When widows and orphans are borrowing money to gamble because they've been
told it's a sure thing, it's time to get out.

------
AaronFriel
I have said it before and I will repeat that advice here: anyone who can
predict economic crises and when they will occur is just plain lucky.

There are enough people on this planet staking their reputations on one claim
or another that we should expect people to "see things coming". Those many
millions of people making grand claims are usually, but not always, incorrect.

There is a very important quote to remember here, if you're ever told by
someone to make an economic bet:

"Markets can remain irrational longer than you can remain solvent."

You may know, for a fact, that a commodity is overpriced, that a stock is
overvalued, or that the entire market is operating under "irrational
exuberance". Okay, but in the history of the discipline, no economist has ever
been able to predict when the party will stop. Prices can soar to many
multiples of their values, and selling short will bankrupt almost everyone who
thinks they know, for certain, when the party will stop.

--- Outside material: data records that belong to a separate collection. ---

PR #10595, opened 2019-10-10
fix metrics for services in react

ctamisier:
The following metric section isn't displayed for React:

image


pascalgrimaud:
need this for 6.4.0

PR #10606, opened 2019-10-12
feat (ci): Support Github CI in the ci-cd sub generator

### LINKED ISSUE #10599: Github Actions in CI sub generator
It would be cool to have Github Actions in the CI sub-generator, as it will be easy to integrate it for generated project in GitHub.

@vishal423 : do you want to took this ticket, as you already do an amazing work in our CI ?

vishal423:
* Closes #10599 
* Followed Azure CI template (without external integrations) with Java 8 and Java 11 build support.
* Tested with `yarn + gradle + angular` combination @ https://github.com/vishal423/sample-jhipster-ng-gradle-yarn-app/commit/64d1fd3759b33d53f255566421a44d1b31845603/checks?check_suite_id=262455522
* Tested with `npm + maven + react` combination @ https://github.com/vishal423/sample-jhipster-react-mvn-npm-app/commit/41dfd24c8ad079409008635594fd8dff6dd9f26e/checks?check_suite_id=262455872

---

### DIFF
--- a/generators/ci-cd/templates/github-ci.yml.ejs
+++ b/generators/ci-cd/templates/github-ci.yml.ejs
@@ -1,0 +1,69 @@
+<%#
+ Copyright 2013-2019 the original author or authors from the JHipster project.
+
+ This file is part of the JHipster project, see https://www.jhipster.tech/
+ for more information.
+
+ Licensed under the Apache License, Version 2.0 (the "License");
+ you may not use this file except in compliance with the License.
+ You may obtain a copy of the License at
+
+      http://www.apache.org/licenses/LICENSE-2.0
+
+ Unless required by applicable law or agreed to in writing, software
+ distributed under the License is distributed on an "AS IS" BASIS,
+ WITHOUT WARRANTIES OR CONDITIONS OF ANY KIND, either express or implied.
+ See the License for the specific language governing permissions and
+ limitations under the License.
+-%>
+name: Application CI
+on: [push, pull_request]
+jobs:
+    applications:
+        name: <%= baseName %> test suite
+        runs-on: ${{ matrix.os }}
+        timeout-minutes: 40
+        strategy:
+            fail-fast: false
+            matrix:
+                node_version: [<%= NODE_VERSION %>]
+                os: [ubuntu-latest]
+                java_version: ['8.x', '11.x']
+        env:
+            NODE_VERSION: ${{ matrix.node_version }}
+            SPRING_OUTPUT_ANSI_ENABLED: NEVER
+            SPRING_JPA_SHOW_SQL: false
+            JHI_DISABLE_WEBPACK_LOGS: true
+            NG_CLI_ANALYTICS: false
+        steps:
+            - uses: actions/checkout@v1
+            - uses: actions/setup-node@v1
+              with:
+                  node-version: ${{ matrix.node_version }}
+            - uses: actions/setup-java@v1
+              with:
+                  java-version: ${{ matrix.java_version }}
+            - name: Stop MySQL server
+              run: sudo /etc/init.d/mysql stop
+            - name: Install node.js packages
+              run: <%= clientPackageManager %> install
+            - name: Run backend test
+              <%_ if (buildTool === 'maven') { _%>
+              run: |
+                 chmod +x mvnw
+                 ./mvnw -ntp clean verify <% if (!skipClient) { %>-P-webpack<% } %>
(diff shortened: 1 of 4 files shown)


generators/ci-cd/templates/github-ci.yml.ejs
```diff
@@ -0,0 +1,69 @@
...
+    applications:
+        name: <%= baseName %> test suite
+        runs-on: ${{ matrix.os }}
+        timeout-minutes: 40
+        strategy:
+            fail-fast: false
+            matrix:
+                node_version: [<%= NODE_VERSION %>]
+                os: [ubuntu-latest]
+                java_version: ['8.x', '11.x']
```
pascalgrimaud: I'd prefer to keep only JDK 11, rather than support both version, as we'll probably remove JDK 8 soon

generators/ci-cd/templates/github-ci.yml.ejs
```diff
@@ -0,0 +1,69 @@
...
+        env:
+            NODE_VERSION: ${{ matrix.node_version }}
+            SPRING_OUTPUT_ANSI_ENABLED: NEVER
```
pascalgrimaud: I didn't have time to test Github action yet... so I don't know if we can some beautiful color here :)

generators/ci-cd/templates/github-ci.yml.ejs
```diff
@@ -0,0 +1,69 @@
...
+            SPRING_JPA_SHOW_SQL: false
+            JHI_DISABLE_WEBPACK_LOGS: true
+            NG_CLI_ANALYTICS: false
+        steps:
+            - uses: actions/checkout@v1
+            - uses: actions/setup-node@v1
+              with:
+                  node-version: ${{ matrix.node_version }}
```
pascalgrimaud: no need, as there is only 1 fixed version of node

generators/ci-cd/templates/github-ci.yml.ejs
```diff
@@ -0,0 +1,69 @@
...
+            - uses: actions/setup-java@v1
+              with:
+                  java-version: ${{ matrix.java_version }}
```
pascalgrimaud: no need if we keep only java11

generators/ci-cd/templates/github-ci.yml.ejs
```diff
@@ -0,0 +1,69 @@
...
+                 chmod +x gradlew
+                 ./gradlew clean test integrationTest <% if (!skipClient) { %>-x webpack<% } %>
+              <%_ } _%>
+            <%_ if (!skipClient) { _%>
+            - name: Run frontend test
+              run: <%= clientPackageManager %> run <%= frontTestCommand %>
+            <%_ } _%>
+            - name: Package application
+              <%_ if (buildTool === 'maven') { _%>
+              run: ./mvnw -ntp package -Pprod -DskipTests -DskipIT
```
pascalgrimaud: are you sure about skipIT ?

pascalgrimaud:
Great job @vishal423 !
Very few minor comments from me

generators/ci-cd/templates/github-ci.yml.ejs
murdos: Indeed, it should be `-DskipITs`. 
Anyway, according to https://maven.apache.org/surefire/maven-failsafe-plugin/examples/skipping-tests.html, `-DskipTests` should prevent all tests to be run and thus is sufficient

generators/ci-cd/templates/github-ci.yml.ejs
vishal423: I have no hard preference here, however, I think it would be good to support until `v7`.

generators/ci-cd/templates/github-ci.yml.ejs
vishal423: I think they do support, let me try this out

generators/ci-cd/templates/github-ci.yml.ejs
vishal423: yeah that needs correction. On further thought, I will remove it as `verify` goal comes after `package` and we anyway don't want to run tests here.

generators/ci-cd/templates/github-ci.yml.ejs
vishal423: I have tried both `DETECT` and `ALWAYS` and don't see any visual difference. For moment, I have set it to `DETECT`

Issue #10611, opened 2019-10-13
Add support to peer blueprints


mshima:
##### **Overview of the feature request**

Add support to create blueprints that have a peer dependency on generator-jhipster.

##### **Motivation for or Use Case**

Currently when we run generator-jhipster with blueprints, each blueprint will bring it's own generator-jhipster.
Those generator-jhipster version can be different and can cause unexpected results.

Current blueprints implementations will require generator-jhipster directly, that's why the blueprint needs to have a dependency on generator-jhipster.

This proposal is that instead of a hard require ex: 
```
const AppGenerator = require('generator-jhipter/generators/app)
```

We can use yeoman in our favor:
```
const Environment = require('yeoman-environment');
/* eslint-disable-next-line import/no-dynamic-require */
const AppGenerator = require(Environment.lookupGenerator('jhipster:app'));
```

Without a direct require of generator-jhipster modules, it's safe to move generator-jhispter to peerDependency.

On the blueprint side, we may have to change ci to install peer dependency. Ex for travis
```
 before_install:
     - npm install -g npm
     - npm install -g npm-install-peers
 install:
     - npm install
     - npm-install-peers
 script:
     - npm test
```

##### **Related issues or PR**

PR to yeoman-environment to add Environment.lookupGenerator:
https://github.com/yeoman/environment/pull/119

Verification of the running jhipster version with blueprint's one.
This PR make sure that the running generator-jhipster is the same that the blueprint brought.
https://github.com/jhipster/generator-jhipster/issues/10415

PR to use yeoman's namespaces and let yeoman do the hard work instead of loading blueprints ourselves.
https://github.com/jhipster/generator-jhipster/pull/10571

Problem on vuejs blueprint side:
https://github.com/jhipster/jhipster-vuejs/issues/469

-   [x] Checking this box is mandatory (this is just to show you read everything)

mshima:
https://github.com/yeoman/environment/pull/119 has been merged.
And yeoman-environment 2.5.0 has been released.
JHipster doesn’t need to depend on this version only the blueprint.

PR #10612, opened 2019-10-13
Add support to blueprint with peer dependency on generator-jhispter

mshima:
This PR adapts checkJHipsterBlueprintVersion to accept peerDependency on generator-jhipster.
https://github.com/jhipster/generator-jhipster/issues/10611

### DIFF
--- a/generators/generator-base-private.js
+++ b/generators/generator-base-private.js
@@ -865,19 +865,32 @@ module.exports = class extends Generator {
      */
     checkJHipsterBlueprintVersion(blueprintPkgName) {
         const blueprintPackageJson = this.findBlueprintPackageJson(blueprintPkgName);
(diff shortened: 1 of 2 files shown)


generators/generator-base-private.js
```diff
@@ -871,6 +871,14 @@ module.exports = class extends Generator {
         }
         const mainGeneratorJhipsterVersion = packagejs.version;
         const blueprintJhipsterVersion = blueprintPackageJson.dependencies['generator-jhipster'];
+        if (!blueprintJhipsterVersion) {
+            // Check if generator-jhipster is on peerDependency
```
murdos: If generator-jhipster is on peerDependency, it most likely won't be declared as dependency, and thus this code will never be executed, since the function will return above (L870)

mshima: You are faster than me, I would have caught when implementing CI.
I got lost on blueprint, jhipster, yeoman tests.

Thanks

Issue #10631, opened 2019-10-16
Enable strict option for Typescript compiler in ng-jhipster


codecholeric:
##### **Overview of the feature request**

I wanted to ask, if you have ever considered to enable the `strict` compiler option for the Typescript compiler within the created Angular app.

##### **Motivation for or Use Case**

In my opinion one of the great values of Typescript is a stronger typing, providing documentation and more errors that can be caught at compile time instead of run time. The created Angular app has very unrestricted compiler options and uses many patterns closer to Javascript (many unspecified `any` types, unspecified return paths from if-statements, ...).
One major problem is, that it is easy to relax the compiler options for your projects, if you feel they are too restrictive. The other way around is quite hard. We want to enable strict compiler options, but there are a lot of errors within the generated JHipster Angular app then.
I would be willing to create a PR adjusting the templates to strict compiler options, but only if you are open to the change in the first place :wink: 
Otherwise I fear that we will get quite some merge conflicts in the future, when we'll try to upgrade JHipster.

-   [x] Checking this box is mandatory (this is just to show you read everything)

codecholeric:
Cool :smile: Can I support you in any way? I don't want to just make smart suggestions and then lean back, but I also don't want to slow you down, if you feel like you have to covered it anyway :wink: 
Is there any component where I could start to help you? Or do you want to learn from migrating the account module first?

kaidohallik:
I made PR for the account module: #10639.

Currently #10639 made the following in the account module:
* fixed all problems if `strict` is `true`
* fixed all problems after adding `TSLint` rule `"typedef": [true, "call-signature"]`

If this is OK (if we agree that this is the way to go) then interested people can do PR-s also in other modules/components.  
To avoid parallel work maybe it's good idea to leave comment to this ticket if someone started working with some new module/component cleaning.

#10639 turned off `ESLint` rule `@typescript-eslint/no-non-null-assertion`. If some other PR also needs this and #10639 is not merged yet then minor merge conflict can occur, but this is easily resolvable I think.

kaidohallik:
I made #10683 to resolve this for audits module.

pascalgrimaud:
ok @kaidohallik, forget my other comment. Found it :)

I'm putting a bounty, as it's a lot lot lot of work to achieve this

kaidohallik:
[...]

PR #10639, opened 2019-10-18
Use strict mode in account module in Angular

kaidohallik:
I switched `strict` to `true` in `tsconfig.json` and resolved all problems in account module.

Additionally I added `TSLint` rule `"typedef": [true, "call-signature"]` and resolved all problems in account module.

In the process of this cleaning if I found some unused code then I removed that and also renamed some variables to better names and made some minor fixes (like: error message was previously not shown in password reset initialization if network error occurred).

https://angular.io/guide/template-syntax#the-non-null-assertion-operator--- says:

> The non-null assertion operator, !, is optional with the exception that you must use it when you turn on strict null checks.

So if we turn on strict mode (which turns on also strict null checks) then we must turn off `ESLint` rule `@typescript-eslint/no-non-null-assertion`.  
In account module there are some places where I couldn't manage without this `!` operator and so I turned off `@typescript-eslint/no-non-null-assertion`.

If using `!` is not acceptable then seems that we can't set `strict` to `true` (or can someone offer solution to avoid `!` in account module?). Then we must find alternative solution like:
* turn on only some strict rules in `tsconfig.json`
* or instead of switching strict on in `tsconfig.json` look for equivalent `ESLint` rules and use `eslint disable` to disable rules in some code blocks

This PR resolves account module part for #10631


codecholeric:
Yes, I've noticed the need for `!` as well (since I've started to switch the TS config to strict in our project), in particular with the `FormBuilder` :frowning_face: 
If 3rd party components don't have strong enough types, there is not much one can do.
One other option is, to keep the check globally enabled and just suppress it in dedicated places, having a convention to comment, why this is okay. E.g.

```
// FormBuilder does not create a typesafe FormGroup, but we know that 'newPassword'
// is present from the way we constructed it
// eslint-disable @typescript-eslint/no-non-null-assertion
const newPassword = this.passwordForm.get(['newPassword'])!.value;
```

It's a little bit much bloat, but at least it's documented, why you can safely navigate this object.
Unfortunately I also don't know, how `FormBuilder` could make that type safe with the current Typescript language definition, since it would need something like

```
FormBuilder.group(controlOption: {k1: AbstractControlOption, k2: AbstractControlOption, ...}): 
    FormGroup & {k1: AbstractControl, k2: AbstractControl, ...}
```

(Does anyone know, if such a thing is possible with TS? Make the generic output of a function dependent on the structure of the generic input, but change the type of the properties?)

Could just create a wrapper for the `FormGroup`, that encapsulates the form navigation and unsafe operations.

kaidohallik:
In one intermediate version I wrote those `eslint-disable @typescript-eslint/no-non-null-assertion` comments but I didn't like it, too much bloat.

At some point I considered wrapper function but didn't implement that. Now if you are mentioning this too, I created wrapper function and restored `@typescript-eslint/no-non-null-assertion`. And `eslint-disable` in a single place only.

kaidohallik:
I forgot licence header from the new file. Now added that and force pushed.

generators/client/templates/angular/src/main/webapp/app/account/sessions/sessions.component.ts.ejs
```diff
@@ -21,41 +21,40 @@ import { Component, OnInit } from '@angular/core';
...
     selector: '<%= jhiPrefixDashed %>-sessions',
     templateUrl: './sessions.component.html'
 })
 export class SessionsComponent implements OnInit {
-
-    account: any;
-    error: string;
-    success: string;
-    sessions: Session[];
+    account: Account | undefined;
```
codecholeric: Could also write this shorter as `account?: Account`, couldn't you?

codecholeric:
I really like the additional types, feels like the changes make things cleaner :smiley: 
If you guys know, that this is the way to go, I would be happy to provide a PR for another module, e.g. admin module? Probably need `getFormControlUnchecked(..)` as well then, but I could just temporarily duplicate that and replace it, once this PR is merged...

kaidohallik:
I believe that it's better to make separate PR for every admin sub module. It simplifies review I believe.

While doing account module PR I actually started also with audits module. And now I'm finishing PR for audits module. So I would like to handle audits module cleaning.

@codecholeric For me it's OK if you take other admin modules for cleaning.

codecholeric:
Yes, makes sense! I'll just grab the next in the list then, i.e. `configuration`

kaidohallik:
> Yes, makes sense! I'll just grab the next in the list then, i.e. `configuration`

OK.

generators/client/templates/angular/src/main/webapp/app/account/sessions/sessions.component.ts.ejs
kaidohallik: @codecholeric Thanks for looking at that!  
`?:` seems to work here too, but as `?` means optional then it seems to me that `| undefined` fits better to context.

codecholeric: But what is the difference for you, between "it's optional", and "it can be `undefined`"? And where do you distinguish with `null` :wink: (that one always gave me a headache with JS)

kaidohallik: I changed `| undfined` to `| null = null` in all 3 places. I believe it's better now. @codecholeric thanks for pointing this out and helping to make code cleaner!

generators/client/templates/angular/src/main/webapp/app/account/password-reset/finish/password-reset-finish.component.html.ejs
```diff
@@ -21,11 +21,11 @@
         <div class="col-md-4">
             <h1 jhiTranslate="reset.finish.title">Reset password</h1>
 
-            <div class="alert alert-danger" jhiTranslate="reset.finish.messages.keymissing" *ngIf="keyMissing">
+            <div class="alert alert-danger" jhiTranslate="reset.finish.messages.keymissing" *ngIf="keyMissing === true">
                 <strong>The password reset key is missing.</strong>
             </div>
 
-            <div class="alert alert-warning" *ngIf="!success && !keyMissing">
+            <div class="alert alert-warning" *ngIf="!success && keyMissing === false">
```
wmarques: Why this condition is changed ? Shouldn't we check that keyMissing is false or null ?

generators/client/templates/angular/src/main/webapp/app/account/password-reset/finish/password-reset-finish.component.ts.ejs
```diff
@@ -52,37 +50,38 @@ export class PasswordResetFinishComponent implements OnInit, AfterViewInit {
...
+            this.keyMissing = !this.key;
         });
-        this.keyMissing = !this.key;
     }
 
-    ngAfterViewInit() {
-        if (this.elementRef.nativeElement.querySelector('#password') != null) {
-          this.renderer.invokeElementMethod(this.elementRef.nativeElement.querySelector('#password'), 'focus', []);
+    ngAfterViewInit(): void {
+        if (this.elementRef.nativeElement.querySelector('#newPassword') != null) {
```
wmarques: I would prefer using a `ViewChild` with a TemplateRef instead of querying by id.. WDYT ? It's not in the scope of this PR so that's up to you if you want to do it :)

generators/client/templates/angular/src/main/webapp/app/account/settings/settings.component.ts.ejs
```diff
@@ -53,64 +52,53 @@ export class SettingsComponent implements OnInit {
...
-                if (settingsAccount.langKey !== current) {
-                    this.languageService.changeLanguage(settingsAccount.langKey);
+                if (this.account.langKey !== current) {
+                    this.languageService.changeLanguage(this.account.langKey);
                 }
             });
             <%_ } _%>
-        }, () => {
-            this.success = null;
-            this.error = 'ERROR';
```
wmarques: Shouldn't we also set success to false and error to true when an error occurs from the http call ?

generators/client/templates/angular/src/main/webapp/app/app-routing.module.ts.ejs
```diff
@@ -44,7 +44,7 @@ const LAYOUT_ROUTES = [
                 <%_ if (!skipUserManagement) { _%>
                 {
                     path: 'account',
-                    loadChildren: () => import('./account/account.module').then(m => m.<%=angularXAppName%>AccountModule)
```
wmarques: Are you sure about this ? I think we added a prefix to handle some conflicts, maybe when generating entities... What if I generate an entity named `Account` ?

generators/client/templates/angular/src/main/webapp/app/account/password-reset/finish/password-reset-finish.component.html.ejs
kaidohallik: Because this message can be seen only after route query parameters are resolved. So `keyMissing` had 3 values, `null` meant **not initialized**.  
As this code was confusing, I removed `keyMissing` and added `initialized` variable now.

generators/client/templates/angular/src/main/webapp/app/account/password-reset/finish/password-reset-finish.component.ts.ejs
kaidohallik: Good idea, I made this change.

generators/client/templates/angular/src/main/webapp/app/account/settings/settings.component.ts.ejs
kaidohallik: Variable `error` was not used, so I removed this. Variable `success` is set to `false` at the beginning of this function. Errors are shown by `ErrorHandlerInterceptor`.  So this block is not needed.

generators/client/templates/angular/src/main/webapp/app/app-routing.module.ts.ejs
kaidohallik: If trying to generate entity with name `Account` then entity sub generator throws error "ERROR! Error: The entity name cannot contain a Java or JHipster reserved keyword".

There is issue #10220 opened which contains also prefix removing and some prefixes are already removed. I put reference to this issue in previous commit but as this is in the second line then GitHub doesn't show this here (only first line of the commit message is shown).

kaidohallik:
Currently I feel that restoring `@typescript-eslint/no-non-null-assertion` by this commit: https://github.com/jhipster/generator-jhipster/pull/10639/commits/fe7a3a143e9f0bd74dd33709db389b3e4d290fe9 was not a right decision.

Angular documentation in https://angular.io/guide/template-syntax#the-non-null-assertion-operator--- says: **The non-null assertion operator, !, is optional with the exception that you must use it when you turn on strict null checks.**

I worked also enabling strict option in `audits` and `core` modules and I feel that if we go for strict option in Typescript then we must disable `@typescript-eslint/no-non-null-assertion` and use `!` if needed without providing additional code or we end with:
* we are improving code by resolving problems reported if strict option is turned on
* we make code worse by adding `eslint disable` lines (or if want to avoid that then add unnecessary if clauses or declare unnecessary variables or add unnecessary helper functions to avoid `eslint disable`)

@codecholeric @wmarques is this ok if I revert commit referenced above: https://github.com/jhipster/generator-jhipster/pull/10639/commits/fe7a3a143e9f0bd74dd33709db389b3e4d290fe9?

codecholeric:
@kaidohallik The mentioned part from the Angular docs, seems to refer specifically to templates to me. I.e. even with `no-non-null-assertion` it is possible to write things like

```
@Input()
iKnowItsThere!: string
```

Or within a template even `*ngIf="optionalProperty.iKnowItsThere.sub"`

At least for me that throws no compile error or eslint warning, even with the strict settings and eslint assertion on?

For things like the `FormGroup` I agree though, but in some way I also think that it is a limitation of Typescript (that it's impossible to define the correct type to access this in a type safe way and know it's not null).
Anyway, I don't have a super strong opinion about this, because I also see the downside of making code more bloated in places where you just know that this property is not optional, even though it's defined that way. However from a point of maintainability, this is of course a problem. Because tomorrow somebody might thing "thank God it's optional, I'm gonna put `null` there", and in another place someone put in `thing.optional!.sub`, because at the time this was never absent, instead of doing what should have been done, i.e. fix the type in the first place. If it is tedious, it might be an incentive to actually fix the types so it cannot be absent anymore. But I also know that sometimes you have no choice, e.g. if you use libraries. Then your only option really is to create a wrapper or similar to avoid this, like with `FormGroup`. And that is bloat of course.
Maybe you could share some examples, where you would want to use a non-`null` assertion?

kaidohallik:
I could simplify code in tracker service (PR #10786) so that currently no need to use this `eslint disable` in many places, so ATM I think that we should not revert https://github.com/jhipster/generator-jhipster/commit/fe7a3a143e9f0bd74dd33709db389b3e4d290fe9 - this `eslint` rule forced me to make tracker service code better, so this rule made work it should do

Currently I have 3 problematic places (in addition to `FormGroup`) after resolving `audits`, `core` and `tracker`:
* `datePipe` result can be null, in audits module:
    * https://github.com/jhipster/generator-jhipster/pull/10683/files#diff-56608689f1346dc198e6942fad4fbf71R76-R77
    * https://github.com/jhipster/generator-jhipster/pull/10683/files#diff-56608689f1346dc198e6942fad4fbf71R84-R85
* using class variable in callback function, typescript compiler thinks that class variable can be changed before callback function is executed, in `account.service` I currently added local function variable to suppress compiler error: https://github.com/jhipster/generator-jhipster/pull/10786/files#diff-c61338cd8464bf86b0a7f0faabf6214bR75-R76

wmarques:
@kaidohallik Sorry for late answer :( I agree that we should not have restored the ESLint rule. 
For me when strict mode is turned on, it's ok to use the non-null assertion operator when we are sure that the variable is non null... So i'm ok for reverting the suggested commit and turn this rule off.

kaidohallik:
I reverted @typescript-eslint/no-non-null-assertion restore commit.  
I believe it's better now. I didn't like that just for no null check rule I added unnecessary code, and even worse the new util file.  
I believe that people like seeing standard code as this is now
```
this.form!.get('field')
```
instead of JHipster util file specific
```
getFormControlUnchecked(this.form, 'field')
```

generators/client/templates/angular/src/main/webapp/app/account/sessions/sessions.component.ts.ejs
kaidohallik: @codecholeric, after resolving strict option in some other modules I think your suggestion to use `?:` makes sense, it bloats code as less as possible. So I changed my mind. I think that good approach is:
* if variable can initially be `undefined` and after assigning value to it, this variable is never set to `null`/`undefined` in the code then this variable can be defined as `myVariable?: MyType;`, for example:
```
account?: Account;
```
* if variable value can be "reset" in the code then use `myVariable: MyType | null = null;` syntax, for example:
```
account: Account | null = null;
```
and then in the code in the appropriate places assignment can be: `this.account = null;`

I added new commit to follow this path. @wmarques I hope it's OK for you.

PR #10667, opened 2019-10-22
Persistence improvements using hypersistence optimizer

### LINKED ISSUE #10650: JPA improvements using Hypersistence Optimizer

As the title says.

These improvements will make persistence more efficient.
Here is the discussion: https://groups.google.com/forum/#!topic/jhipster-dev/GL-yOZmtlws 

### LINKED ISSUE #10653: Update Mysql dialect to 8.0

This is not a feature request but rather a question regarding mysql dialect should be updated or not.
While working on #10650 with mysql database, I got a MAJOR warning message as following.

Every once in a while a few economists stake their reputation on a market
crash and are correct, and sometimes they get a little too full of themselves,
write a book on their ability to forecast the market, and disappear into
obscurity. Michael Pettis seems he may very well be one of these people.

Just about every economist I've read has thought the party would stop in China
soon, no nation can sustain growth rates like theirs indefinitely. Short of
the Chinese discovering and secretly using cold fusion or a perpetual motion
machine, I would think.

So why is it the "Pettis hypothesis"? Sheesh.

I look forward to another person fleecing poor investors to fade into
obscurity. The man who saw this crash coming was dealt a good hand, that's
true, but he won't always win.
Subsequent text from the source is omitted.